YOUR INSTRUCTIONS:
Copy all entries exactly.

Stored records
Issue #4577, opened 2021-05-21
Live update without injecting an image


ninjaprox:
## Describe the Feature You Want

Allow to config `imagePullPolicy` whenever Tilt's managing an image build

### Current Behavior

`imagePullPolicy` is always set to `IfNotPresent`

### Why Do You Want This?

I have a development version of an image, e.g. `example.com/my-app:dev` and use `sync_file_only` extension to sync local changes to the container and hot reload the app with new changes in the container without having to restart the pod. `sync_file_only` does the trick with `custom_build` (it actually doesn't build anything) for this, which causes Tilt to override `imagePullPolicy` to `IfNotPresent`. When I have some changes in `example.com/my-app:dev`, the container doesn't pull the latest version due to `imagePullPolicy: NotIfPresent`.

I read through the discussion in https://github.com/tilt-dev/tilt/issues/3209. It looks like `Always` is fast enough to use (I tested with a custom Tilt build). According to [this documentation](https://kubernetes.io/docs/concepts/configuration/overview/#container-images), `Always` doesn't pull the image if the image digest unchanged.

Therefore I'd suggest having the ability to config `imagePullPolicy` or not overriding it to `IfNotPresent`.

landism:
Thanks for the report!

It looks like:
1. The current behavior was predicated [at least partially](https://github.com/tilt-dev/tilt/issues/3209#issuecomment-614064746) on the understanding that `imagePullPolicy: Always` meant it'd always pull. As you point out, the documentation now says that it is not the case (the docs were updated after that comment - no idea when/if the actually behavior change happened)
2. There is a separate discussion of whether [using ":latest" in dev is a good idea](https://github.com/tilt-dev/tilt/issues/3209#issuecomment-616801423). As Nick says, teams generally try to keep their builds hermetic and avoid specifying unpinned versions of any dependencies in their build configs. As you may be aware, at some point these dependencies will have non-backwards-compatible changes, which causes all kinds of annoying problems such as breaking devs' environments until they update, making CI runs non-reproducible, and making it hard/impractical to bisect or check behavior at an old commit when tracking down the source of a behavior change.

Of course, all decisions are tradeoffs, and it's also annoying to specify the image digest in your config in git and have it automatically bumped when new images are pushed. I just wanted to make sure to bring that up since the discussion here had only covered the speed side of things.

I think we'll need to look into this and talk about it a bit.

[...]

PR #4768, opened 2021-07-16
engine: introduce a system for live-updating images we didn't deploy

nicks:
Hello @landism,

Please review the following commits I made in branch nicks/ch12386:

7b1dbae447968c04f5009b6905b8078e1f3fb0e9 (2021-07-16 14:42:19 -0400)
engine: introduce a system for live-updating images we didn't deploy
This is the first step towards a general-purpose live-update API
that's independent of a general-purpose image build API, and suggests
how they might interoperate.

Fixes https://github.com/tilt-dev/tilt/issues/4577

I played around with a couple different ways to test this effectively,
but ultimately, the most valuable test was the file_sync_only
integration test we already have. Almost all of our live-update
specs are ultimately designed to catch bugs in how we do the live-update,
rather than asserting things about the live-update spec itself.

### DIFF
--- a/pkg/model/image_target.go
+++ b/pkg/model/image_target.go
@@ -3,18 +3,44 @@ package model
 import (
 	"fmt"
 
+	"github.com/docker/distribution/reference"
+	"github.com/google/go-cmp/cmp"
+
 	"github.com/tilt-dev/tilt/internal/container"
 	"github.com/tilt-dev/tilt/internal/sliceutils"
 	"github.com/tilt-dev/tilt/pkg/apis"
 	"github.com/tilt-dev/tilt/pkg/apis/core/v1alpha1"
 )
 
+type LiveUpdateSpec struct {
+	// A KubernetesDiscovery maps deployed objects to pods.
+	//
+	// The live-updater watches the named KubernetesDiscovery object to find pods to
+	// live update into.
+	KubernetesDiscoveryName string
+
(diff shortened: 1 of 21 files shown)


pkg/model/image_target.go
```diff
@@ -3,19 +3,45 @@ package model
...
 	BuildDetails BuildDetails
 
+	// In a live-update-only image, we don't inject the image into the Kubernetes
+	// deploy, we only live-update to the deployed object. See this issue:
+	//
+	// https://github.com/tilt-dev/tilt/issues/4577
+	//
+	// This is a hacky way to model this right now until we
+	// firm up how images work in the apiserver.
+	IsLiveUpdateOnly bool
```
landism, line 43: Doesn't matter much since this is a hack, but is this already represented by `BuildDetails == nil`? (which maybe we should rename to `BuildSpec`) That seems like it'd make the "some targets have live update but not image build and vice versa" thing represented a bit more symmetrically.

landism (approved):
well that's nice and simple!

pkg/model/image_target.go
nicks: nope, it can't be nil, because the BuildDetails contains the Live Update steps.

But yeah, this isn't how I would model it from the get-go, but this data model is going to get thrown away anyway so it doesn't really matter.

TASK RESULT:
Issue #4577, opened 2021-05-21
Live update without injecting an image


ninjaprox:
## Describe the Feature You Want

Allow to config `imagePullPolicy` whenever Tilt's managing an image build

### Current Behavior

`imagePullPolicy` is always set to `IfNotPresent`

### Why Do You Want This?

I have a development version of an image, e.g. `example.com/my-app:dev` and use `sync_file_only` extension to sync local changes to the container and hot reload the app with new changes in the container without having to restart the pod. `sync_file_only` does the trick with `custom_build` (it actually doesn't build anything) for this, which causes Tilt to override `imagePullPolicy` to `IfNotPresent`. When I have some changes in `example.com/my-app:dev`, the container doesn't pull the latest version due to `imagePullPolicy: NotIfPresent`.

I read through the discussion in https://github.com/tilt-dev/tilt/issues/3209. It looks like `Always` is fast enough to use (I tested with a custom Tilt build). According to [this documentation](https://kubernetes.io/docs/concepts/configuration/overview/#container-images), `Always` doesn't pull the image if the image digest unchanged.

Therefore I'd suggest having the ability to config `imagePullPolicy` or not overriding it to `IfNotPresent`.

landism:
Thanks for the report!

It looks like:
1. The current behavior was predicated [at least partially](https://github.com/tilt-dev/tilt/issues/3209#issuecomment-614064746) on the understanding that `imagePullPolicy: Always` meant it'd always pull. As you point out, the documentation now says that it is not the case (the docs were updated after that comment - no idea when/if the actually behavior change happened)
2. There is a separate discussion of whether [using ":latest" in dev is a good idea](https://github.com/tilt-dev/tilt/issues/3209#issuecomment-616801423). As Nick says, teams generally try to keep their builds hermetic and avoid specifying unpinned versions of any dependencies in their build configs. As you may be aware, at some point these dependencies will have non-backwards-compatible changes, which causes all kinds of annoying problems such as breaking devs' environments until they update, making CI runs non-reproducible, and making it hard/impractical to bisect or check behavior at an old commit when tracking down the source of a behavior change.

Of course, all decisions are tradeoffs, and it's also annoying to specify the image digest in your config in git and have it automatically bumped when new images are pushed. I just wanted to make sure to bring that up since the discussion here had only covered the speed side of things.

I think we'll need to look into this and talk about it a bit.

[...]

PR #4768, opened 2021-07-16
engine: introduce a system for live-updating images we didn't deploy

nicks:
Hello @landism,

Please review the following commits I made in branch nicks/ch12386:

7b1dbae447968c04f5009b6905b8078e1f3fb0e9 (2021-07-16 14:42:19 -0400)
engine: introduce a system for live-updating images we didn't deploy
This is the first step towards a general-purpose live-update API
that's independent of a general-purpose image build API, and suggests
how they might interoperate.

Fixes https://github.com/tilt-dev/tilt/issues/4577

I played around with a couple different ways to test this effectively,
but ultimately, the most valuable test was the file_sync_only
integration test we already have. Almost all of our live-update
specs are ultimately designed to catch bugs in how we do the live-update,
rather than asserting things about the live-update spec itself.

### DIFF
--- a/pkg/model/image_target.go
+++ b/pkg/model/image_target.go
@@ -3,18 +3,44 @@ package model
 import (
 	"fmt"
 
+	"github.com/docker/distribution/reference"
+	"github.com/google/go-cmp/cmp"
+
 	"github.com/tilt-dev/tilt/internal/container"
 	"github.com/tilt-dev/tilt/internal/sliceutils"
 	"github.com/tilt-dev/tilt/pkg/apis"
 	"github.com/tilt-dev/tilt/pkg/apis/core/v1alpha1"
 )
 
+type LiveUpdateSpec struct {
+	// A KubernetesDiscovery maps deployed objects to pods.
+	//
+	// The live-updater watches the named KubernetesDiscovery object to find pods to
+	// live update into.
+	KubernetesDiscoveryName string
+
(diff shortened: 1 of 21 files shown)


pkg/model/image_target.go
```diff
@@ -3,19 +3,45 @@ package model
...
 	BuildDetails BuildDetails
 
+	// In a live-update-only image, we don't inject the image into the Kubernetes
+	// deploy, we only live-update to the deployed object. See this issue:
+	//
+	// https://github.com/tilt-dev/tilt/issues/4577
+	//
+	// This is a hacky way to model this right now until we
+	// firm up how images work in the apiserver.
+	IsLiveUpdateOnly bool
```
landism, line 43: Doesn't matter much since this is a hack, but is this already represented by `BuildDetails == nil`? (which maybe we should rename to `BuildSpec`) That seems like it'd make the "some targets have live update but not image build and vice versa" thing represented a bit more symmetrically.

landism (approved):
well that's nice and simple!

pkg/model/image_target.go
nicks: nope, it can't be nil, because the BuildDetails contains the Live Update steps.

But yeah, this isn't how I would model it from the get-go, but this data model is going to get thrown away anyway so it doesn't really matter.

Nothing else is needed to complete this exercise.